Work required.
Lift out all lines below that contain "enable".

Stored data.

┄┄┄┄┄┄

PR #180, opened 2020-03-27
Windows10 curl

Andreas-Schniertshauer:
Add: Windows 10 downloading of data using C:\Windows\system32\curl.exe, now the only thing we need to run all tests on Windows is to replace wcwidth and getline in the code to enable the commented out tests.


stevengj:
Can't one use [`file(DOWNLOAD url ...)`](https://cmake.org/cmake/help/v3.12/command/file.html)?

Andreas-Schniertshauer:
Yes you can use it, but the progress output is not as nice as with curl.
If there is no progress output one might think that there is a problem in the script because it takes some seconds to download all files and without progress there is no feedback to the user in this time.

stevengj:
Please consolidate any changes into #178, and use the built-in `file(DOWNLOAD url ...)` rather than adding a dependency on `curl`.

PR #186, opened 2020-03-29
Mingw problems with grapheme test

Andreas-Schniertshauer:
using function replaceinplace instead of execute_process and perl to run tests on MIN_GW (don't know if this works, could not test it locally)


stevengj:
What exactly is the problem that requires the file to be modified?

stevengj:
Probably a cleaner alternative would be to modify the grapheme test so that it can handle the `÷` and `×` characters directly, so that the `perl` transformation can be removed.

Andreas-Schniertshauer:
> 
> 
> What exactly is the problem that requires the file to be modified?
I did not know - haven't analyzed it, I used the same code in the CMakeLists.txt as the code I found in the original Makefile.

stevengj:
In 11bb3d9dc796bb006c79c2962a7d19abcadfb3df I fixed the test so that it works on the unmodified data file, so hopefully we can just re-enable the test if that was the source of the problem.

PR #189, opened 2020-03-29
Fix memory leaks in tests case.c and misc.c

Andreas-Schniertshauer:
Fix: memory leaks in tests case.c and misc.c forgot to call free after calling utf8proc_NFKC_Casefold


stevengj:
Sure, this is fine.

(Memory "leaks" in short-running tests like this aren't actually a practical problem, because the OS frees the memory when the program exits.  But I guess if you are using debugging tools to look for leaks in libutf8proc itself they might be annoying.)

┄┄┄┄┄┄

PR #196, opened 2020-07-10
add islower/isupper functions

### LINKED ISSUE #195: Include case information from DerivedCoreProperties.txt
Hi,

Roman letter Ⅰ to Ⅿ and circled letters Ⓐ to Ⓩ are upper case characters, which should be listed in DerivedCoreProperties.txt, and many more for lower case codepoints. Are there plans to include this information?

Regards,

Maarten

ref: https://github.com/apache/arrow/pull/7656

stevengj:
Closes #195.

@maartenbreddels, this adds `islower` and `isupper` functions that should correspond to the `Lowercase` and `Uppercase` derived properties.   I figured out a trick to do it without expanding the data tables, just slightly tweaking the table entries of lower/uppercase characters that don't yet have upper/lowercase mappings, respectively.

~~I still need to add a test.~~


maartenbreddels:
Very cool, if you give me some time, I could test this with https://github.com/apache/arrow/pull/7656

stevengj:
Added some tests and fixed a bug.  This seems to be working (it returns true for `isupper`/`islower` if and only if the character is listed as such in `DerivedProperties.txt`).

┄┄┄┄┄┄

Answer area.
Add: Windows 10 downloading of data using C:\Windows\system32\curl.exe, now the only thing we need to run all tests on Windows is to replace wcwidth and getline in the code to enable the commented out tests.
In 11bb3d9dc796bb006c79c2962a7d19abcadfb3df I fixed the test so that it works on the unmodified data file, so hopefully we can just re-enable the test if that was the source of the problem.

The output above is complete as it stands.